About this task
Retype the records in full, keeping each character as it is.

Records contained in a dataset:
━━━━━━━━━━━━━━━━

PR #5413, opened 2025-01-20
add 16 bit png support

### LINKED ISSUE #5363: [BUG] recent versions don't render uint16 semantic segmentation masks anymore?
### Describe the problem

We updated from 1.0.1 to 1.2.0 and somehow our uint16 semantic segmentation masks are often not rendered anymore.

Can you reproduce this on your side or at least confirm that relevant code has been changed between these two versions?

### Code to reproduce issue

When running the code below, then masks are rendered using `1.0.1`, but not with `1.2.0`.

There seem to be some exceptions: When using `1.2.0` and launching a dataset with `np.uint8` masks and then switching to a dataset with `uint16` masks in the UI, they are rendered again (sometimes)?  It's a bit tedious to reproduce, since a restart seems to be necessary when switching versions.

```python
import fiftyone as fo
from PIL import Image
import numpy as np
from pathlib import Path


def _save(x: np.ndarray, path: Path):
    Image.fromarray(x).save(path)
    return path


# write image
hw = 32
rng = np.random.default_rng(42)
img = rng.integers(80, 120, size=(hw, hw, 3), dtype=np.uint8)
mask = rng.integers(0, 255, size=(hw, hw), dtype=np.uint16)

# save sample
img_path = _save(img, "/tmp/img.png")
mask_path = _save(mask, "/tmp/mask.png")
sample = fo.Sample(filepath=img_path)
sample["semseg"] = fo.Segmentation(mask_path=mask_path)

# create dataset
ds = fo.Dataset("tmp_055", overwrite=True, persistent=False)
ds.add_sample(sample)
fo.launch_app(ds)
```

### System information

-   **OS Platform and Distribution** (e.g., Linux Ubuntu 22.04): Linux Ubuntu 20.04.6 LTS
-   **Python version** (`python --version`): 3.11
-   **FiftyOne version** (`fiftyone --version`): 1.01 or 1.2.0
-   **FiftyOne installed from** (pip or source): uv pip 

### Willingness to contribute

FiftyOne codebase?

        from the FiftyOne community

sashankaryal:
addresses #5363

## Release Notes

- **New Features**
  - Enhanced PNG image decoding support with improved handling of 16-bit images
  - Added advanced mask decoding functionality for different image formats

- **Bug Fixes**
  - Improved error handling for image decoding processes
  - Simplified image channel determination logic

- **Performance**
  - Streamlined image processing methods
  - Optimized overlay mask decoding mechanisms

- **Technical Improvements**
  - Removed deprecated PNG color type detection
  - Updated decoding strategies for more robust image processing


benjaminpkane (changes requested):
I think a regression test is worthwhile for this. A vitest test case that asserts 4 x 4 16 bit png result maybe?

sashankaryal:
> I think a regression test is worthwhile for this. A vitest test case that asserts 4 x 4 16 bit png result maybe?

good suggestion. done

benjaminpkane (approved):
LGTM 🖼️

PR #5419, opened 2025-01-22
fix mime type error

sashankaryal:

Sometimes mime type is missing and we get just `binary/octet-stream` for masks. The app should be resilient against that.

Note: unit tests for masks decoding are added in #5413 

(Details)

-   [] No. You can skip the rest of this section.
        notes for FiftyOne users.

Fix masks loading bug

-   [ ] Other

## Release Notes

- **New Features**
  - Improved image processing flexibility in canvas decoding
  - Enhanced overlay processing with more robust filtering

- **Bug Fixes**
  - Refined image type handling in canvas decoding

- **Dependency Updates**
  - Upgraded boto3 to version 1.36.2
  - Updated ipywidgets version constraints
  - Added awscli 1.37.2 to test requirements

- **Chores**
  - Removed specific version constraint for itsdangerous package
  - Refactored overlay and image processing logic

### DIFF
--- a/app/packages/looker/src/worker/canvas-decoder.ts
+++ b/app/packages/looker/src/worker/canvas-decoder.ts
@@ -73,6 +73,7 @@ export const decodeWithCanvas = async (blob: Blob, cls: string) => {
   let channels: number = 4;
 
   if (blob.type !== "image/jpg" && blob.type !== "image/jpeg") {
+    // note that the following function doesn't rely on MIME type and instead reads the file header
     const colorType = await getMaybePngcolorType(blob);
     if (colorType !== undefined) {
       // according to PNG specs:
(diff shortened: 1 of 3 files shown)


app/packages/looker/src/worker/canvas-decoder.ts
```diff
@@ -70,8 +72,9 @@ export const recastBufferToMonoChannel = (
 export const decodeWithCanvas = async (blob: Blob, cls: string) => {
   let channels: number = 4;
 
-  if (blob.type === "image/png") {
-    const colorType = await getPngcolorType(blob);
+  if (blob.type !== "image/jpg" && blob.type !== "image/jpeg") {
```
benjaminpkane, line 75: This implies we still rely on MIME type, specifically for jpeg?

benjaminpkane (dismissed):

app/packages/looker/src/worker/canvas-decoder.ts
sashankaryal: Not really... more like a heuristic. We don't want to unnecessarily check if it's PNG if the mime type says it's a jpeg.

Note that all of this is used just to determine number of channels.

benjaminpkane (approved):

━━━━━━━━━━━━━━━━

Finished exercise
PR #5413, opened 2025-01-20
add 16 bit png support

### LINKED ISSUE #5363: [BUG] recent versions don't render uint16 semantic segmentation masks anymore?
### Describe the problem

We updated from 1.0.1 to 1.2.0 and somehow our uint16 semantic segmentation masks are often not rendered anymore.

Can you reproduce this on your side or at least confirm that relevant code has been changed between these two versions?

### Code to reproduce issue

When running the code below, then masks are rendered using `1.0.1`, but not with `1.2.0`.

There seem to be some exceptions: When using `1.2.0` and launching a dataset with `np.uint8` masks and then switching to a dataset with `uint16` masks in the UI, they are rendered again (sometimes)?  It's a bit tedious to reproduce, since a restart seems to be necessary when switching versions.

```python
import fiftyone as fo
from PIL import Image
import numpy as np
from pathlib import Path


def _save(x: np.ndarray, path: Path):
    Image.fromarray(x).save(path)
    return path


# write image
hw = 32
rng = np.random.default_rng(42)
img = rng.integers(80, 120, size=(hw, hw, 3), dtype=np.uint8)
mask = rng.integers(0, 255, size=(hw, hw), dtype=np.uint16)

# save sample
img_path = _save(img, "/tmp/img.png")
mask_path = _save(mask, "/tmp/mask.png")
sample = fo.Sample(filepath=img_path)
sample["semseg"] = fo.Segmentation(mask_path=mask_path)

# create dataset
ds = fo.Dataset("tmp_055", overwrite=True, persistent=False)
ds.add_sample(sample)
fo.launch_app(ds)
```

### System information

-   **OS Platform and Distribution** (e.g., Linux Ubuntu 22.04): Linux Ubuntu 20.04.6 LTS
-   **Python version** (`python --version`): 3.11
-   **FiftyOne version** (`fiftyone --version`): 1.01 or 1.2.0
-   **FiftyOne installed from** (pip or source): uv pip 

### Willingness to contribute

FiftyOne codebase?

        from the FiftyOne community

sashankaryal:
addresses #5363

## Release Notes

- **New Features**
  - Enhanced PNG image decoding support with improved handling of 16-bit images
  - Added advanced mask decoding functionality for different image formats

- **Bug Fixes**
  - Improved error handling for image decoding processes
  - Simplified image channel determination logic

- **Performance**
  - Streamlined image processing methods
  - Optimized overlay mask decoding mechanisms

- **Technical Improvements**
  - Removed deprecated PNG color type detection
  - Updated decoding strategies for more robust image processing


benjaminpkane (changes requested):
I think a regression test is worthwhile for this. A vitest test case that asserts 4 x 4 16 bit png result maybe?

sashankaryal:
> I think a regression test is worthwhile for this. A vitest test case that asserts 4 x 4 16 bit png result maybe?

good suggestion. done

benjaminpkane (approved):
LGTM 🖼️

PR #5419, opened 2025-01-22
fix mime type error

sashankaryal:

Sometimes mime type is missing and we get just `binary/octet-stream` for masks. The app should be resilient against that.

Note: unit tests for masks decoding are added in #5413 

(Details)

-   [] No. You can skip the rest of this section.
        notes for FiftyOne users.

Fix masks loading bug

-   [ ] Other

## Release Notes

- **New Features**
  - Improved image processing flexibility in canvas decoding
  - Enhanced overlay processing with more robust filtering

- **Bug Fixes**
  - Refined image type handling in canvas decoding

- **Dependency Updates**
  - Upgraded boto3 to version 1.36.2
  - Updated ipywidgets version constraints
  - Added awscli 1.37.2 to test requirements

- **Chores**
  - Removed specific version constraint for itsdangerous package
  - Refactored overlay and image processing logic

### DIFF
--- a/app/packages/looker/src/worker/canvas-decoder.ts
+++ b/app/packages/looker/src/worker/canvas-decoder.ts
@@ -73,6 +73,7 @@ export const decodeWithCanvas = async (blob: Blob, cls: string) => {
   let channels: number = 4;
 
   if (blob.type !== "image/jpg" && blob.type !== "image/jpeg") {
+    // note that the following function doesn't rely on MIME type and instead reads the file header
     const colorType = await getMaybePngcolorType(blob);
     if (colorType !== undefined) {
       // according to PNG specs:
(diff shortened: 1 of 3 files shown)


app/packages/looker/src/worker/canvas-decoder.ts
```diff
@@ -70,8 +72,9 @@ export const recastBufferToMonoChannel = (
 export const decodeWithCanvas = async (blob: Blob, cls: string) => {
   let channels: number = 4;
 
-  if (blob.type === "image/png") {
-    const colorType = await getPngcolorType(blob);
+  if (blob.type !== "image/jpg" && blob.type !== "image/jpeg") {
```
benjaminpkane, line 75: This implies we still rely on MIME type, specifically for jpeg?

benjaminpkane (dismissed):

app/packages/looker/src/worker/canvas-decoder.ts
sashankaryal: Not really... more like a heuristic. We don't want to unnecessarily check if it's PNG if the mime type says it's a jpeg.

Note that all of this is used just to determine number of channels.

benjaminpkane (approved):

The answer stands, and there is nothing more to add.